Start of INPUT

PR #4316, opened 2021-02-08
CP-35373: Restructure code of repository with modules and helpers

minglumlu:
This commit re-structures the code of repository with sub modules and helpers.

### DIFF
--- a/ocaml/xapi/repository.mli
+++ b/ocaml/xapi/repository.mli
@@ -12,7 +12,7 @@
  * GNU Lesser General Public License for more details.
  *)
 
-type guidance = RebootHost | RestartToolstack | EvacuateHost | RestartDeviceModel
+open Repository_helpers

End of INPUT
Start of INPUT

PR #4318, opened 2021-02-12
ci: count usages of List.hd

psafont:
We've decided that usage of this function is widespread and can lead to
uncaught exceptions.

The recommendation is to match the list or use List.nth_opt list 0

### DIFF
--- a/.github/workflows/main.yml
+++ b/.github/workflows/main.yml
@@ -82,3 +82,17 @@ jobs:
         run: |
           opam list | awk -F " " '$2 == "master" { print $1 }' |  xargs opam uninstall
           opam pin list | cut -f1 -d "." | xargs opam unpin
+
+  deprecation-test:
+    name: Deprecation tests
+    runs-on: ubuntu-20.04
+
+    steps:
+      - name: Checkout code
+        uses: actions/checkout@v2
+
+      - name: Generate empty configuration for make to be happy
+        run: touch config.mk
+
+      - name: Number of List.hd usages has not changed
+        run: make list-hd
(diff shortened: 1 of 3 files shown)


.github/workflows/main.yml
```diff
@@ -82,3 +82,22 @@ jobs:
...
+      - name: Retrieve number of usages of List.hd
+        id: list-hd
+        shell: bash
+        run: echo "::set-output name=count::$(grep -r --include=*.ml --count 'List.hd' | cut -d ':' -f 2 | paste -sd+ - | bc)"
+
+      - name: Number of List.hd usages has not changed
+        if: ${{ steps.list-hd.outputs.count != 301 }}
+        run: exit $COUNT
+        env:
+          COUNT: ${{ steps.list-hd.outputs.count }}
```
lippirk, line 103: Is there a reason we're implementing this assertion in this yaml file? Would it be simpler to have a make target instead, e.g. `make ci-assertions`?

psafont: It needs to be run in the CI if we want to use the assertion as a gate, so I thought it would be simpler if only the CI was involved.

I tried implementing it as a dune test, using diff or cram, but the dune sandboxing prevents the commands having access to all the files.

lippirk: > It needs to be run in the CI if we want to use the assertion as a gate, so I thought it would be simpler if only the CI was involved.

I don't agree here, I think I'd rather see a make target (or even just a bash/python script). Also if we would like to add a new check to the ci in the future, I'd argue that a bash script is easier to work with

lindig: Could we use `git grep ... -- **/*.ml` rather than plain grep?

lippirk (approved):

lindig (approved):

End of INPUT
Start of INPUT

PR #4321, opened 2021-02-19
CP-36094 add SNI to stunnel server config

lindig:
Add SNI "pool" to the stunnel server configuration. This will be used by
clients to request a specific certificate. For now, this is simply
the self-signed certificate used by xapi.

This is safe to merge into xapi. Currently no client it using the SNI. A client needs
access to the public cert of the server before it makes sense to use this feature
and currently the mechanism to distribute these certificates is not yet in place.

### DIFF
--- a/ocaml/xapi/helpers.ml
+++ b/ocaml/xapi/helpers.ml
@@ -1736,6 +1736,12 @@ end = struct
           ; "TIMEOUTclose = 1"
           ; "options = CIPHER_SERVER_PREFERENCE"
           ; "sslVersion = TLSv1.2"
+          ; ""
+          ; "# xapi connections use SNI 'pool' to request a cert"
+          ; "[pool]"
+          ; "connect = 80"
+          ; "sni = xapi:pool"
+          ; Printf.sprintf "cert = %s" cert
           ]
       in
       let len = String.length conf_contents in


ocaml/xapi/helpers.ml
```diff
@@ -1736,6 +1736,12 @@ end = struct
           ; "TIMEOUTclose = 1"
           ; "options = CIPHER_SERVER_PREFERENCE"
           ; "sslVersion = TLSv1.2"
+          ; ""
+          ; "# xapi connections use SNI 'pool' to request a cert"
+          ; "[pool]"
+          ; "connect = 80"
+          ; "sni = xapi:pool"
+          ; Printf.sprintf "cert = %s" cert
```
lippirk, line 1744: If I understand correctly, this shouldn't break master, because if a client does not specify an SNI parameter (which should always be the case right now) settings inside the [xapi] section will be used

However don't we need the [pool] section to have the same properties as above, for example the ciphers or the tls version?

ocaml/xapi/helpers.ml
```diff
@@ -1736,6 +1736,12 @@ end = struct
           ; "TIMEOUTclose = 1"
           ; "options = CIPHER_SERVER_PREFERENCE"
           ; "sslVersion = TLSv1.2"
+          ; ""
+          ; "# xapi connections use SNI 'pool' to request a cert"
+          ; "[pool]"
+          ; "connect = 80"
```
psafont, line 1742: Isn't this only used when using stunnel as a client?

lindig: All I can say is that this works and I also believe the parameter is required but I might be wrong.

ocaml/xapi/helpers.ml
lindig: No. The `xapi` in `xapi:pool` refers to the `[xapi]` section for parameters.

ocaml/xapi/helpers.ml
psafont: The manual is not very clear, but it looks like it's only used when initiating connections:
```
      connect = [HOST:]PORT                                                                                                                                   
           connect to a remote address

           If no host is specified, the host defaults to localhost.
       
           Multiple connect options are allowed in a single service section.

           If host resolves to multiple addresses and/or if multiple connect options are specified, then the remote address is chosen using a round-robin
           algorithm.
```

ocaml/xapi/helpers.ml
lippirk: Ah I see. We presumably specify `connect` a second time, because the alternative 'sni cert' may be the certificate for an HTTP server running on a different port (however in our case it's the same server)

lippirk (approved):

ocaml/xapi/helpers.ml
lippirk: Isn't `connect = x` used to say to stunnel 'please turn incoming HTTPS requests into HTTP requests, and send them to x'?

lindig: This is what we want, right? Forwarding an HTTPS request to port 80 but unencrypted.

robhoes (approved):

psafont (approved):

End of INPUT

> _EXERCISE_: In the listing above, find the line containing "will be used by" and the line containing "and currently the", then repeat those two lines and everything between them exactly.

> _COMPLETED TASK_:
Add SNI "pool" to the stunnel server configuration. This will be used by
clients to request a specific certificate. For now, this is simply
the self-signed certificate used by xapi.

This is safe to merge into xapi. Currently no client it using the SNI. A client needs
access to the public cert of the server before it makes sense to use this feature
and currently the mechanism to distribute these certificates is not yet in place.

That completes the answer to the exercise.